Les politiciens sans scrupules, — Et le nombre en est grand aux États-Unis, — ont là une arme d’autant plus redoutable que le principe de la souveraineté des états a succombé dans la guerre de sécession. Il ne s’agit plus pour eux de conquérir une à une ces forteresses législatives dans lesquelles résidait la souveraineté locale. À l’ancien fédéralisme a succédé une centralisation administrative sur laquelle il suffit de mettre la main pour s’emparer de tous les rouages du gouvernement. Pour cela, il faut le nombre, et leur nombre croît. En vingt années, leurs progrès ont dépassé leurs espérances. Ils possèdent un programme, des chefs, des cadres, une armée. Ils comptent sur le régime industriel pour leur recruter des soldats, sur la misère pour les enrôler, sur les grèves pour les aguerrir et les discipliner, et les usines se multiplient, la misère grandit et les grèves, plus fréquentes, deviennent plus sanglantes.

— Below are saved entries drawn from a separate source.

PR #284, opened 2020-05-06
chore: Create CODEOWNERS

czahedi:
Adding owner team

### DIFF
--- a/.github/CODEOWNERS
+++ b/.github/CODEOWNERS
@@ -7,4 +7,4 @@
 
 # The bigtable-dpe team is the default owner for anything not
 # explicitly taken by someone else.
-*                               @GoogleCloudPlatform/bigtable-dpe
+*                               @googleapis/bigtable-dpe
--- a/.github/CODEOWNERS
+++ b/.github/CODEOWNERS
@@ -1,0 +1,10 @@
+# Code owners file.
+# This file controls who is tagged for review for any given pull request.
+#
+# For syntax help see:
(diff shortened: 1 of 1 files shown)


.github/CODEOWNERS
```diff
@@ -0,0 +1,10 @@
+# Code owners file.
+# This file controls who is tagged for review for any given pull request.
+#
+# For syntax help see:
+# https://help.github.com/en/github/creating-cloning-and-archiving-repositories/about-code-owners#codeowners-syntax
+
+
+# The bigtable-dpe team is the default owner for anything not
+# explicitly taken by someone else.
+*                               @GoogleCloudPlatform/bigtable-dpe
```
igorbernstein2, line 10: please add me as well

chingor13, line 10: As far as I know, we can't grant access to teams in a different GitHub organization.

czahedi: Is that because of auth issues or because of our policy?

Macaulay l’avait prévu et prédit. Dès 1859, l’année même de sa mort, il écrivait à un de ses amis d’Amérique :

« Avant peu d’années, vous aurez vos grands centres manufacturiers, vos Manchester et vos Birmingham, et dans ces Manchester et ces Birmingham des centaines de mille ouvriers auxquels leur labeur ne donnera pas toujours le pain quotidien. On leur dira, à eux aussi, qu’il est souverainement injuste qu’un homme possède des millions et qu’un autre ait à peine de quoi manger… Croyez-vous que votre gouvernement sera de force à dominer une majorité mécontente et pauvre, car chez vous la majorité c’est le gouvernement, et elle tient à sa merci les classes riches, toujours et partout les moins nombreuses. Sur qui se porteront les suffrages populaires ? Sera-ce sur l’homme d’état qui prêche la patience, le respect de la propriété, le service de la dette publique, ou sur le démagogue déclamant contre la tyrannie du capital et demandant à une populace affamée s’il est juste que l’un aille en voiture et s’abreuve de Champagne pendant que le nécessaire manque aux autres ? Auquel des deux candidats l’ouvrier donnera-t-il son vote, et, une fois sur cette pente, où vous arrêterez-vous ? Laquelle des deux périra, la civilisation ou la liberté ?.. »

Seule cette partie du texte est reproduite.